We were asked to read the third and fourth chapter from the textbook Making Classroom Assessment Work written by Anne Davies.  I am going to talk about something I read in chapter two though.  I like the idea of having goal setting conferences, which was something mentioned in this chapter.  This is when parents/guardians are invited to talk about the student’s strengths and areas that may need improvement.  I think this would be beneficial for students and would give the teacher a good idea of who the students are.  I do not think high school teachers get to know parents as well as they could in some cases because some schools have parent teacher conferences with their homeroom teachers instead of their teachers, which was how it was done at my high school.  In my education math class though we talked about why some parents/guardians may be unable to attend these meetings so that is something that would be needed to take into consideration.  Overall though, I hope this is something I could try out in my classroom because I think it could help myself and the students.

Treaty Education

Treaty Education is required to be taught to all grade levels, yet there are teachers who do not teach Treaty Education for whatever their reason is.  What bugs me is that teachers do not take math units out of what they teach because they do not think they need to teach it, but somehow teachers can take out teach Treaty Education and some people think this is okay.  For my practicum last year there is a checklist of things that we had needed to do and one was incorporate Treaty Education into a lesson and my professor told the class that many times the box gets checked whether you did it or not.

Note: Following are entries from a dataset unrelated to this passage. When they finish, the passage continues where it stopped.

PR #1948, opened 2021-11-09
VZ-3978 upgrade changes for new multicluster role bindings

mgianatagh:
# Description

Upgrade changes for new multicluster role bindings.

Fixes VZ-3978

# Checklist 

### DIFF
--- a/platform-operator/controllers/verrazzano/upgrade.go
+++ b/platform-operator/controllers/verrazzano/upgrade.go
@@ -153,7 +153,7 @@ func postUpgradeMulticluster(log *zap.SugaredLogger, client clipkg.Client) error
 	for _, vmc := range vmcList.Items {
 		clusterRoleBinding := rbacv1.ClusterRoleBinding{}
 		err := client.Get(ctx, types.NamespacedName{Name: fmt.Sprintf("verrazzano-cluster-%s", vmc.Name)}, &clusterRoleBinding)
-		if err != nil {
+		if err == nil {
 			// Delete the ClusterRoleBinding
 			err = client.Delete(ctx, &clusterRoleBinding)
 			if err != nil {
--- a/platform-operator/controllers/verrazzano/upgrade.go
+++ b/platform-operator/controllers/verrazzano/upgrade.go
@@ -159,7 +159,7 @@ func postUpgradeMulticluster(log *zap.SugaredLogger, client clipkg.Client) error
 			if err != nil {
 				errorList = append(errorList, fmt.Sprintf("failed to delete ClusterRoleBinding %s, error: %s", vmc.Name, err.Error()))
 			} else {
-				log.Info("Deleted ClusterRoleBinding %s", clusterRoleBinding.Name)
+				log.Infof("Deleted ClusterRoleBinding %s", clusterRoleBinding.Name)
 			}
 		}
 	}
--- a/platform-operator/controllers/verrazzano/upgrade.go
+++ b/platform-operator/controllers/verrazzano/upgrade.go
@@ -10,14 +10,12 @@ import (
 	"strconv"
 	"strings"
 
+	vmcv1alpha1 "github.com/verrazzano/verrazzano/platform-operator/apis/clusters/v1alpha1"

Some teachers have the mindset that if there is no First Nations, Inuit or Metis students that Treaty education does not need to be taught and that should never happen.  Every Canadian is a Treaty person because we are living on Treaty land and therefore it is important that everyone learns and understands the history of Treaties.  All teachers should acknowledge that and talk with their students about why we are all Treaty People.  It is a difficult position that the preservice teacher is in but I think my advice to her would try and talking to the teacher about why they think Treaty Education is important.  Also, Claire could probably help the person out with resources.  But overall, this makes me sad to hear that some teachers having that philosophy when it comes to Treaty Education.